I set type to unbalanced, 1s A123. max amp=9.75, finish voltage 3.650, 0 cycle charge only. It thinks for a while, and then beeps that supply voltage is too low.

supply v cutoff is 10v, and I am using a power supply, not battery, so what gives!? I checked output voltage of power supply, it's not 12, it's only 11.2, but that should be ok. I twiddled voltage adjustment screw, but saw no change in output voltage.... perhaps power supply is faulty?!

getting really frustrated....


----------



## rwaudio (May 22, 2008)

dtbaker said:


> still having problems getting a charge cycle to start.... ;(
> 
> I set type to unbalanced, 1s A123. max amp=9.75, finish voltage 3.650, 0 cycle charge only. It thinks for a while, and then beeps that supply voltage is too low.
> 
> ...


Make sure the power supply leads are very short and securely connected. I had this issue many times with a battery as the supply. If you have a spare meter throw it on the PL6 input terminals to see what the voltage drops to when it starts charging. Under load it may drop the power supply voltage down to 10 (or what it reads as 10v if you have long wires or a poor connection, or faulty power supply). 

Do you have a spare 12v lead acid battery and battery charger? Or just string together some of the CALB's to make a power supply for testing to get you started (don't over discharge them), if you can confirm the PL6 works fine and it's just your power supply you can replace the appropriate item.


----------



## dtbaker (Jan 5, 2008)

rwaudio said:


> Make sure the power supply leads are very short and securely connected. I had this issue many times with a battery as the supply. If you have a spare meter throw it on the PL6 input terminals to see what the voltage drops to when it starts charging. Under load it may drop the power supply voltage down to 10 (or what it reads as 10v if you have long wires or a poor connection, or faulty power supply).
> 
> Do you have a spare 12v lead acid battery and battery charger? Or just string together some of the CALB's to make a power supply for testing to get you started (don't over discharge them), if you can confirm the PL6 works fine and it's just your power supply you can replace the appropriate item.
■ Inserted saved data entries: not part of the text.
PR #537, opened 2016-11-02
Spike household composition composite

samiwel:
Pull request to review Spike work for the household composition question against the Spike objectives.

### How to review 
Rather than reviewing/correcting individual code snippets, it would probably be more useful to review the overall approach and comment on high level changes that could be made?
Does the approach taken (CompositeAnswer and HouseholdQuestion) make sense? Is there a better way that has been overlooked?

### DIFF
--- a/app/data/census_household_composition.json
+++ b/app/data/census_household_composition.json
@@ -42,14 +42,14 @@
                                   "validation": [],
                                   "answers": [
                                     {
-                                        "id": "composite_answer",
+                                        "id": "person",
                                         "type": "Composite",
                                         "q_code": "9999",
                                         "mandatory": false,
                                         "answers": [
                                           {
                                             "display": {},
-                                            "id": "414699da-1667-44fd-8e98-7606966884db",
+                                            "id": "first",
                                             "label": "First name",
                                             "mandatory": true,
                                             "options": [],
@@ -59,7 +59,7 @@
                                         },
                                         {
                                             "display": {},
-                                            "id": "414699da-1667-44fd-8e98-7606966884d",
+                                            "id": "middle",
                                             "label": "Middle name/s",
                                             "mandatory": false,
                                             "options": [],
@@ -69,7 +69,7 @@
                                         },
                                         {
                                             "display": {},
-                                            "id": "414699da-1667-44fd-8e98-760696688",
+                                            "id": "last",
                                             "label": "Last name",
                                             "mandatory": true,
                                             "options": [],
@@ -77,8 +77,7 @@
                                             "type": "Textfield",
                                             "validation": {}
                                         }]
-                                    }
-                                  ]
+                                    }]
 
                                 }
                             ],
--- a/app/data/census_household_composition.json
+++ b/app/data/census_household_composition.json
@@ -1,0 +1,94 @@
+{
+    "mime_type": "application/json/ons/eq",
+    "questionnaire_id": "23",
+    "schema_version": "0.0.1",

I took the cheap 12v power supply out of the equation, and tried the Mastech (which puts out up to 30vDC at 10amps).
YAY, the cellpro is finally charging at 20 amps!

will order a connector node and see if I can get up to 40 amps.


----------



## dtbaker (Jan 5, 2008)

Limping along at 20amps..... haven't ordered the node connector yet. At 20 amps things are working, but takes long enough that the unit 'times out' while filling a 100ah cell from near-dead. Not aweful, I just re-start it and it finishes up the charge.


----------



## rwaudio (May 22, 2008)

dtbaker said:


> Limping along at 20amps..... haven't ordered the node connector yet. At 20 amps things are working, but takes long enough that the unit 'times out' while filling a 100ah cell from near-dead. Not aweful, I just re-start it and it finishes up the charge.


You can change the timeouts with the CCS software, (it's just a setting within the preset) I'm not sure if you can do it directly on the unit. 

If you have to order the node connector you may also consider the USB adapter if you don't already have it.


----------



## dtbaker (Jan 5, 2008)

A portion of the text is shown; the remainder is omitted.